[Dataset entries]
────────────────────────────────────────

PR #772, opened 2021-10-30
[stm32] H7 DMA + DMA data fixes + fix DAC DMA

chris-durand:
This adds support for H7 DMA. The device data [has to be fixed first](https://github.com/modm-io/modm-devices/issues/74). H7 devices use the same DMA IP as F4/F7 devices but use the DMAMUX peripheral for request multiplexing.

The updates in modm-devices fix broken DMA request data for many G0, L4, H7 and WL devices.

- [x] Adapt DMA driver for H7
- [x] Fix requests mappings in modm-devices data
- [x] Handling for L4+ DMAMUX data with shared request for two peripherals (DCMI/PSSI)
- [x] Fix DAC DMA driver for F2, F4, F7, H7
- [x] Add DAC DMA example if missing and test
   - [x] G4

────────────────────────────────────────

• TASK BRIEF: Your answer is the line containing "The updates in" plus every line after it through the end of the entries, given again exactly and alone.

• SOLUTION TO THIS TASK:
The updates in modm-devices fix broken DMA request data for many G0, L4, H7 and WL devices.

- [x] Adapt DMA driver for H7
- [x] Fix requests mappings in modm-devices data
- [x] Handling for L4+ DMAMUX data with shared request for two peripherals (DCMI/PSSI)
- [x] Fix DAC DMA driver for F2, F4, F7, H7
- [x] Add DAC DMA example if missing and test
   - [x] G4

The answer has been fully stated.